Пора поговорить об искусстве. Сегодня считается, что оно обязано стремиться к цели, быть направлено на совершенствование мира, иметь нравственные последствия. Но художнический метод совершенствования жизни и мира – по крайней мере, изначально, – был иным, отнюдь не политически-мелиоративным; он заключался в просветлении и прославлении. Изначальное, естественное, «наивное» искусство воспевало и восславляло жизнь, красоту, героя, великое деяние; оно предлагало жизни зеркало, где та видела своё подобие в радующе приукрашенной и очищенной правде, и зрелище это дарило её новым желанием самоё себя. Искусство было возбуждающим средством, приманкой к жизни и в значительной степени всегда останется таковым. Сложным его сделала, комплицировала его характер связь с чистым духом, с принципом анализа, отрицания и изживания, связь колдовской парадоксии, поскольку сердечное, чувственно одарённое, богатое на образы приятие жизни она в конечном счёте увязала с нигилистическим пафосом радикального анализа. Искусство, художественная словесность перестали быть наивными и, пользуясь старинным выражением, стали «сентименталическими», или, как говорят сегодня, «интеллектуальными»; они стали и остаются не просто жизнью, но ещё и анализом жизни, причём по сравнению с анализом чистого духа тем более ужасающим и потрясающим, что средства его богаче, душевнее, разнообразнее – и увлекательнее.
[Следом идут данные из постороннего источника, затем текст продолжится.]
Issue #284, opened 2017-12-15
Undefined variable notice


micaherne:
I'm seeing this message on the "view all submissions" page for an assignment:

> Notice: Undefined variable: notorlink in /var/www/html/plagiarism/turnitin/lib.php on line 906

dwinn:
Hi @micaherne,

This has been fixed in the latest release v2018011601. Thanks for the contribution.

PR #285, opened 2017-12-15
Fix undefined variable notice

micaherne:
This is a fix for the undefined variable notice in #284 

It doesn't change any functionality.


jmcgettrick:
Thanks @micaherne - I've added this in #286 so it goes to develop.

Issue #289, opened 2020-07-23
[C#] Input-specific functions in IVariableLengthStruct


badrishc:
In https://github.com/microsoft/FASTER/pull/270, we added an additional method to `IVariableLengthStruct`:

`int GetLength<Input>(ref T t, ref Input input)`

In addition, we already had this earlier:

`int GetInitialLength<Input>(ref Input input)`

With the moving of `Input` to client sessions (which is a huge improvement, btw), it is causing complications when users have sessions with different input types on the same FASTER store, as the above two functions cannot be typed specifically to a session.

The proposal would be to instead provide these two methods via `ClientSession` (internally, `FasterSession`) so that they may be customized per Input type.

CC @marius-klimantavicius as you authored the above-referenced PR and are in the best position to comment/contribute on this.

badrishc:
Also cc @mito-csod

marius-klimantavicius:
We could move out methods from `IVariableLengthStruct` to `IFasterSession<...>` what I am thinking about is how to handle `Generic` and `Blittable` cases (relatively easy to do) and how to allow the user to specify the required methods (without affecting fixed size cases). One idea is to have `IVariableLengthStruct` as is (or with `<Input>` methods removed) and introduce additional `ISessionVariableLengthStruct` (or similar, naming is difficult) which could be optionally provided when creating client session (for fixed sizes it would be either exception or not used).

badrishc:
Mates sense. We could introduce `IVariableLengthStruct<T, TInput>` that could be provided per session. If not provided, we would default to fall through to existing `IVariableLengthStruct`.

badrishc:
PR is out, will merge soon based on feedback if any.

PR #290, opened 2020-07-28
Separate out Input-dependent functions by session, for variable length structs

badrishc:
* Allow users to specify var-len struct settings that are Input-dependent, on a per-session basis, using a new IVariableLengthStruct<T, Input>.
* Remove Input-based methods from IVariableLengthStruct<T> interface.
* Provide default implementation for the Input-dependent functions
GetLenth(Input) -> GetAverageLength()
GetLength(Value, Input) -> GetLength(Value)

Fix https://github.com/microsoft/FASTER/issues/289

### DIFF
--- a/cs/src/core/ClientSession/ClientSession.cs
+++ b/cs/src/core/ClientSession/ClientSession.cs
@@ -5,6 +5,7 @@
 
 using System;
 using System.Collections.Generic;
+using System.Diagnostics;
 using System.Runtime.CompilerServices;
 using System.Threading;
 using System.Threading.Tasks;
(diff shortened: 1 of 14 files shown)


cs/src/core/ClientSession/ClientSession.cs
```diff
@@ -32,22 +33,39 @@ public sealed class ClientSession<Key, Value, Input, Output, Context, Functions>
...
+            {
+                if (fht.hlog is VariableLengthBlittableAllocator<Key, Value> allocator)
+                {
+                    Debug.WriteLine("Warning: Session did not specify Input-specific functions for variable-length values via IVariableLengthStruct<Value, Input>");
+                    this.variableLengthStruct = new DefaultVariableLengthStruct<Value, Input>(allocator.ValueLength);
+                }
+            }
+            else
+            {
+                if (fht.hlog is VariableLengthBlittableAllocator<Key, Value>)
```
marius-klimantavicius, line 65: Probably `!(fht.hlog is ...)`

badrishc: Fixed, thx.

Итак, искусство стало моральным, и не было недостатка в язвительных замечаниях со стороны скептической психологии, утверждавшей, что оно стало таковым из тщеславия, ради повышения и углубления производимого эффекта, ибо цель-то – прежде всего эффект; и не стоит слишком морально относиться к этому морализму, ибо тем самым искусство лишь приобретает достоинство, или полагает, что приобретает; а вообще-то талант, от природы низкий, даже обезьяний, вздумал претендовать на осанну, для чего дух ему – в самый раз. Но только какая же психология сравнится с искусством, этим загадочным существом с лукаво посаженными глазами, серьёзным в игре и со всей серьёзностью играющим формами, обман, блистательные подражания, чистосердечная мистификация которого одновременно сотрясают человеческую грудь не поддающимися описанию рыданиями и смехом! Связь с моралью, то есть с духом радикального критицизма, не нанесла завлекающему в жизнь искусству никакого ущерба; подталкивая жизнь к чувственно-надчувственному самосозерцанию, к напряжённейшему самоосмыслению и самоощущению, искусство, даже если бы хотело (а иногда оно полагает или создаёт впечатление, будто хочет), не может не дарить жизнь новой радостью от себя, новым желанием себя, даже когда его критицизм видится нигилистическим, радикально враждебным жизни.